It's an insurrection, no longer just protests

See also: It's time for Trump to come out and take command

The Republic is in the greatest peril since the Civil War.  A grand coalition of its enemies is taking advantage of the weakness and frustration created by the lockdown of the economy and ordinary life, the protests triggered by video of lethal barbaric cruelty of a then–police officer, and the economic desperation and frustration that have multiplied over a quarter-century of de-industrialization and widening class divisions as globalization has transformed our economy.

Heather Mac Donald, one of the wisest and best informed commentators on our law and justice systems, sees the breakdown in the rule of law that threatens us with anarchy:

Savagery is spreading with lightning speed across the United States, with murderous assaults on police officers and civilians and the ecstatic annihilation of businesses and symbols of the state. Welcome to a real civilization-destroying pandemic, one that makes the recent saccharine exhortations to "stay safe" and the deployment of police officers to enforce outdoor mask-wearing seem like decadent bagatelles.

The key moment was when the mayor of Minneapolis surrendered the city's third precinct police station to the mob.  It was as much a signal to the mob as the storming of the Bastille was to the French revolutionaries:

This particular form of viral chaos was inevitable, given the failure of Minneapolis's leaders to quell the city's growing mayhem. The violence began on Tuesday, May 26, the day after the horrifying arrest and subsequent death of George Floyd. On the night of Thursday, May 28, Minneapolis mayor Jacob Frey ordered the city's Third Police Precinct evacuated as the forces of hatred, distinct from legitimate forms of protest, descended upon it for a third day in a row. The building was promptly torched, sending a powerful sign that society would not defend its most fundamental institutions of law and order.

The opportunity for "free stuff" is irresistible to a large number of people all over the country, seeing opportunity in the inability of law enforcement, even when supplemented by National Guard troops, to apprehend looters.  Luxury goods providers are now being targeted, from Louis Vuitton to Apple Stores being cleaned out by mobs who want the same stuff they see the affluent classes enjoying without the bother of working and saving for acquisition by legitimate means.


Washington, D.C. Apple Store completely cleaned out.
Photo credit: YouTube screen grab (cropped).

One can only hope the Silicon Valley oligarchy starts to realize that it, too, has a stake in law and order. 

The New York Times tweeted out the extent of the insurrection, though insisting on calling the widespread looting and arson "protests."


Twitter screen grab.

President Trump employed Twitter to declare Antifa a terror group, sparking predictable claims from the New York Times and ACLU, among other leftist activists that he lacks the authority to do so.  Perhaps they fear that President Trump will do something far more consequential and invoke the Insurrection Act, enabling him to bypass the limitations imposed in ordinary circumstances on the domestic use of the U.S. military by the Posse Comitatus Act.

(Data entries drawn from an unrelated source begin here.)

PR #3409, opened 2023-04-14
[FEATURE][MER-1730] Redirect students to course survey

augusto1024:
[Link to the ticket](https://eliterate.atlassian.net/browse/MER-1730)

### NOTES
In order to dev qa this ticket, you need to edit the survey page and add some activity to it. For this, you need to check the slug of the survey's revision, go to `/authoring/project/#{project_slug}/resource/#{survey_slug}` and add some multiple choice question or something. Then you need to publish the changes, apply them to the section and check if the user gets redirected to the survey.

### DIFF
--- a/lib/oli/delivery.ex
+++ b/lib/oli/delivery.ex
@@ -296,39 +296,42 @@ defmodule Oli.Delivery do
   def has_completed_survey?(section_slug, user_id) do
     survey = Sections.get_survey(section_slug)
 
-    survey_activities =
-      Enum.reduce(survey.content["model"], [], fn item, activities ->
-        if item["type"] == "activity-reference" do
-          [item["activity_id"] | activities]
-        else
-          activities
-        end
-      end)
-
     Section
     |> join(:inner, [s], spp in SectionsProjectsPublications, on: spp.section_id == s.id)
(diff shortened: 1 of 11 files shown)


lib/oli/delivery.ex
```diff
@@ -291,4 +292,43 @@ defmodule Oli.Delivery do
         {:ok, section}
     end
   end
+
+  def has_completed_survey?(section_slug, user_id) do
+    survey = Sections.get_survey(section_slug)
```
darrensiegel, line 297: This approach to checking if all of the activities present are evaluated is problematic because it does not take into account activity bank selections.   Furthermore, it only identifies `activity-reference` elements at the top level (they can exist nested within groups)

Instead of fetching the page revision, the correct approach is to simply fetch the `%ActivityAttempt` records for that student for the latest `%ResourceAttempt` for the survey resource id.  It is crucial that only the latest `%ResourceAttempt` record is considered.  For the latest resource attempt, if all activity records present are evaluated, then we consider this required survey page to be complete.   This approach properly takes into account activity bank selections (and will handle the upcoming audience filtered content feature).

darrensiegel (changes requested):
See inline comment

darrensiegel (approved):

Under the 1878 Posse Comitatus Act, Congress has limited the president's ability to use the federal (title 10) military in domestic law enforcement operations such as searches, seizures, and arrests. A criminal statute, the Posse Comitatus Act makes it unlawful for the Army or Air Force to "execute the laws ... except in cases and under circumstances expressly authorized by the Constitution or Act of Congress." So, the president cannot simply call in federal military forces or nationalize the Minnesota National Guard to quell the civil disturbance in Minneapolis without pointing to a Posse Comitatus Act exception.

The Insurrection Act is, by far, the Posse Comitatus Act's most important exception. This is the legal key that unlocks the door to use federal military forces — whether through federalizing the National Guard or calling in "title 10 forces" to quell civil unrest.

Without question, invocation of the Insurrection Act, first enacted in 1807 and subsequently modified and renumbered to 10 USC, Chapter 13, §§ 251–255,would spark outrage on the left and lawsuits in jurisdictions where a lone left-wing federal judge would declare it unconstitutional and issue a nationwide injunction, sparking a true constitutional crisis.  There would be extreme violence and likely major casualties if military forces were deployed and attacked.

Meanwhile, Xi Jinping, ISIS, Antifa, and other enemies would be tempted to launch attacks that would take advantage of the crisis and the perceived inability of the United States to respond.  Moves against Hong Kong and Taiwan are not out of the question. 

It may require the ruling class and media elitists being personally threatened, as was ESPN's Chris Palmer, for them to realize they, like all of us, have a deep personal stake in the suppression of an insurrection.  Maybe it will take mobs moving on to Beverly Hills and the Upper East Side of Manhattan, invading homes and apartments — as they are promising to do — to wake them up.